Copy out each line below exactly as it appears.

(Stored records)
════════
PR #2711, opened 2024-02-07
Refactor chain manager subnets

joshua-kim:
## Why this should be merged

Needed as a pre-requisite to remove `vm.Initialize`. This refactors the currently running subnets into its own struct, so it can be shared with a future `chains.Factory` struct which will be responsible for creating `chain` instances (currently this is created internally in the chain manager). Ideally we'll have a chain factory to create chains and a chain manager that holds the chains that are currently running. This way, the chain manager doesn't need to know about the p-chain at all since the caller can choose arguments passed into the chain factory instead and the p-chain logic can be in the caller instead of in `chains/manager`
════════
* ANSWER TO THIS PROBLEM:
PR #2711, opened 2024-02-07
Refactor chain manager subnets

joshua-kim:
## Why this should be merged

Needed as a pre-requisite to remove `vm.Initialize`. This refactors the currently running subnets into its own struct, so it can be shared with a future `chains.Factory` struct which will be responsible for creating `chain` instances (currently this is created internally in the chain manager). Ideally we'll have a chain factory to create chains and a chain manager that holds the chains that are currently running. This way, the chain manager doesn't need to know about the p-chain at all since the caller can choose arguments passed into the chain factory instead and the p-chain logic can be in the caller instead of in `chains/manager`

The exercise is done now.